Bitfields are badly portable because they have too little abstraction. This is a proposal to add more abstraction.
▶ No.897558>>897559
>>897555
structs are very implementation dependent vs a cstring which you can just push over the network with no extra parsing on the other end
▶ No.897559>>897567 >>897589
>>897558
Nobody is going to push the actual struct over the network, moron.
▶ No.897567>>897581
>>897559
Which is why its shit. You can do that with c strings. BTW people actually do that all the time with structs.
▶ No.897581
>>897567
Chances are you can do that just fine. Length and pointer are 128 bits and aligned, there shouldn't be any padding. You can also just send exactly length bytes of data referred to by the pointer.

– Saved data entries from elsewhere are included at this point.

PR #3592, opened 2023-01-11
Try to create cur/new on access

### LINKED ISSUE #3586: Add (or ignore) missing 'new' and 'tmp' dirs when opening a maildir
I've used git to sync a maildir tree to another machine. The problem is that git doesn't add empty directories, so often you will get a directory with files like ```~/Mail/foo/cur/xxxxx.xxxx.xxx```, but no ```~/Mail/foo/new``` or ```~/Mail/foo/tmp```. Such dirs will provoke ```mx_path_probe() unable to stat =foo/: No such file or directory (errno 2)``` in the log, and the user interface status line will report ```(no mailbox)```. Once I realized the problem, I manually created those two directories, and the maildir does open correctly in NeoMutt.

Perhaps NeoMutt should create empty ```new``` and ```tmp``` directories when opening such a maildir. NeoMutt actually already does this in certain circumstances, for example, saving a message to such a maildir will "repair" it.

I decided to report this issue in case it will help others who happen to have the issue, but I understand that this may be out of scope for the project, so I labeled this issue as a feature request rather than a bug report. Feel free to close the suggestion.

gahr:
Fixes #3586

### DIFF
--- a/bcache/bcache.c
+++ b/bcache/bcache.c
@@ -333,7 +333,7 @@ int mutt_bcache_list(struct BodyCache *bcache, bcache_list_t want_id, void *data
   struct dirent *de = NULL;
   int rc = -1;
 
-  if (!bcache || !(d = opendir(bcache->path)))
+  if (!bcache || !(d = mutt_file_opendir(bcache->path, MUTT_OPENDIR_NONE)))
     goto out;
 
   rc = 0;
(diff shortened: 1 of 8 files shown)


flatcap (approved):
Looks good.
I've backed out some of the `<dirent.h>` changes where the code derefs `struct dirent`.
(otherwise `iwyu` will put them back again)

PR #3596, opened 2023-01-19
Do not truncate "\r\n" in SMTP communication

rayfordshire:
* **What does this PR do?**

Prevent Neomutt from sending an incomplete line (without \r\n) to an SMTP server if the username or password is to long.

### DIFF
--- a/send/smtp.c
+++ b/send/smtp.c
@@ -830,7 +830,7 @@ static int smtp_auth_login(struct SmtpAccountData *adata, const char *method)
   (void) method; // This is LOGIN
 
   char b64[1024] = { 0 };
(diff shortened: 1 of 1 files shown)


flatcap (approved):
Lovely, thanks!

> This also fixes a GCC warning about format-truncation

Yeah, there are quite a lot of these.
We tend to fix all warnings, but these are a bit of a pain.
Most, will never be a problem so it can be hard to spot the ones that might.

▶ No.897589>>897592 >>897593
>>897559
How do you think network protocol headers are implemented? And you need to have a guarantee that any implementation of the protocol internally stores every data unit (be it a 64-bit int or a 1-bit bitfield) is stored at the exact same place regardless of implementation-specific shit like endianess, alignment, padding etc..
▶ No.897592
>>897589
What stops you from simply
send(socket, string.pointer, string.length, 0);
like a normal person?
▶ No.897593>>897595
>>897589
You know these structures aren't dumped as-is onto the network, right? For starters, there's endianness concerns, as two machines might not share the same, and then there's the smaller problem of C compilers paddings structures depending on a lot of architecture-dependent factors, making two structures, containing the same data, on two different machines, be potentially different.
▶ No.897595>>897604 >>897706
>>897593
Yeah we have compiler directives for creating packed structs that can be sent out on the network, but I don't know of any way to deal with endianness that doesn't involve conditional compilation.
▶ No.897604
>>897595
>I don't know of any way to deal with endianness that doesn't involve conditional compilation
Because I don't think there is any, unless you limit yourself to using strictly 1-byte data units, such as in a text-based protocol.
▶ No.897671>>897851
>>895727 (OP)
The difference between sentinel-terminated and length-tagged structures in C is negligable for most cases. The real issue with C is memory safety. PHP had some retarded issues because it had functions that treat input as a zero-terminated string and others that treat input as a length-tagged string. But that's because PHP is and always was, fucking retarded. No other language which claims to be high level is full of basic issues ike this.
>be on tor for 10 years
>no ad blocker
>never seen an ad
>just see stuff like this instead:
>If you're using an adblocker, please consider supporting this site via Patreon or PayPal
▶ No.897706
>>897595
>deal with endianness that doesn't involve conditional compilation
htonl htons / ntohl ntohs
▶ No.897805>>897851
>>897548
They probably also hate jagged arrays and linked lists terminated by NULL pointers, and would demand those structures store their length/number of elements at all times instead. Go figure.
▶ No.897851>>897957
>>897805
>linked lists terminated by NULL pointers
pointers in linked lists are not in-band with data, that's a stupidly bad analogy
(someone already explained it ITT by the way, it's sad that it needs to be repeated)
>jagged arrays
who said they need to use sentinel values to encode the length?
>>897671
>The difference between sentinel-terminated and length-tagged structures in C is negligable for most cases
It is not negligible with regard to correctness and code complexity. You seem to miss the bigger picture.
▶ No.897957
>>897851
The bigger picture is that non trivial c programs are absolutely full of memory errors that even experts who have been doing it for 30 years have trouble with.